Going to sand again this year? Looks like the front is doing well.


----------



## ahartzell (May 18, 2017)

Ware said:


> Looks good! Way ahead of the rest of the neighborhood! :thumbsup:


Oh yes...and I can feel eyes watching me as they drive by 

And yes a sanding is in order


----------



## ahartzell (May 18, 2017)

After paying someone else to mow the back yard and doing ZERO weed control (I know I'm bad), I've decided I'm going to take over. It's not anywhere near in the condition where I'd even take my GM back there so I broke down and bought a Honda.

This model's lowest setting is 0.75" - I tried that setting to scalp and hit dirt a lot (not level at all and lots of holes, etc.) so I had to go up one notch (~1.125")


----------



## Ware (Jan 28, 2017)

Nice! I still use my Honda to suck up clippings after a scalp, leaves, etc. You'll enjoy having that around.


----------



## ahartzell (May 18, 2017)

Mowed the front lawn at 0.625" again today. Still waiting for it to green up more before I start with the nitrogen (it's probably 70-80% now).

I took the GM into the backyard hoping it was just damp enough to try and roll/flatten.

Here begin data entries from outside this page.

PR #2278, opened 2020-01-13
add custom target 'opm-simulators_prepare'

akva2:
this acts as a syncronization point for the super-build.
the ebos objects do not depend directly on opm-common, and thus
they are can be built before the generated headers, which are
required, are in place. we can now use this to ensure the
generated headers are in place before proceeding.


bska:
@akva2 : Do you still want to proceed with this PR?

akva2:
no, i have fixed it elsewhere.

Turns out it wasn't really that damp....and somehow the darn reel got engaged and before I knew it, the backyard which was previously at 1.125" via new Honda rotary was scalped at 0.625" with the GM..."oops"


----------



## Greendoc (Mar 24, 2018)

A low scalp is what I do to a lawn that is not flat. Then I can see if and where sand is needed. That does not look too brutal at all. I guess the GM is working well.


----------



## ahartzell (May 18, 2017)

Pulled a few weeds out of the front lawn. These bare spots are annoying me - hopefully the fill in quickly.


----------



## Ware (Jan 28, 2017)

ahartzell said:


> Pulled a few weeds out of the front lawn. These bare spots are annoying me - hopefully the fill in quickly.

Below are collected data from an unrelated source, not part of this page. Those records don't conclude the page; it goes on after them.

PR #2281, opened 2020-01-15
changed: use CpGrid centroids

akva2:
Is the use of the EclipseGrid centroids really crucial here?

I see it causes small failures, but.. I don't want to do the complicated thing unless it actually is important.

Context: No eclipsegrid on non-root processes in parallel.

### DIFF
--- a/ebos/ecltransmissibility.hh
+++ b/ebos/ecltransmissibility.hh
@@ -160,11 +160,7 @@ public:
             const auto& elem = *elemIt;
             unsigned elemIdx = elemMapper.index(elem);
 
-            // compute the axis specific "centroids" used for the transmissibilities. for
-            // consistency with the flow simulator, we use the element centers as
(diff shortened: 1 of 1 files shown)


akva2:
jenkins build this please

atgeirr:
Yes this is important, to get the same transmissibilities as Eclipse. Perhaps there are other workarounds?

akva2:
not workarounds, but i'll write the necessary mpi code then. thanks.

atgeirr:
One idea could be to modify the centroids embedded in the grid during grid construction (if desired, which means yes for Flow and no for upscaling codes), so that one can always use the grid centroids directly. Same with volumes. While that would be a significant change, I think it would simplify things in the long run. Would that help you in this context?

akva2:
it would certainly help, but to avoid a long deour, for now i'll just write the ~ 30 lines of code to send from master process.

When you pull some grass out of the ground in those spots do the roots and rhizomes appear dark or rotted? If so, it could be spring dead spot.


----------



## ahartzell (May 18, 2017)

Ware said:


> ahartzell said:
> 
> 
> > Pulled a few weeds out of the front lawn. These bare spots are annoying me - hopefully the fill in quickly.
> ...


Hmmm I'll have to check. How do I fix that? :lol:


----------



## Ware (Jan 28, 2017)

Spring Dead Spot


----------



## Greendoc (Mar 24, 2018)

I see money. As in the need to spend money. I know the fungicides that are the most effective against SDS are also the ones that cost the most. Those are the same ones I use for Large Patch in Zoysia.


----------



## Ware (Jan 28, 2017)

Greendoc said:


> I see money. As in the need to spend money. I know the fungicides that are the most effective against SDS are also the ones that cost the most. Those are the same ones I use for Large Patch in Zoysia.


Based on that NC State article it looks like those must be applied in the fall?


----------



## Greendoc (Mar 24, 2018)

Yes. In the fall. Before the turf goes dormant. Everything is a systemic fungicide that needs to be circulating in the root system.


----------



## Ware (Jan 28, 2017)

I have some SDS too. I guess I'll be digging into which product to use later this summer.


----------



## Colonel K0rn (Jul 4, 2017)

@Ware so you're saying I should seek a fungicide for my front lawn?


----------



## Ware (Jan 28, 2017)

Colonel K0rn said:


> Ware so you're saying I should seek a fungicide for my front lawn?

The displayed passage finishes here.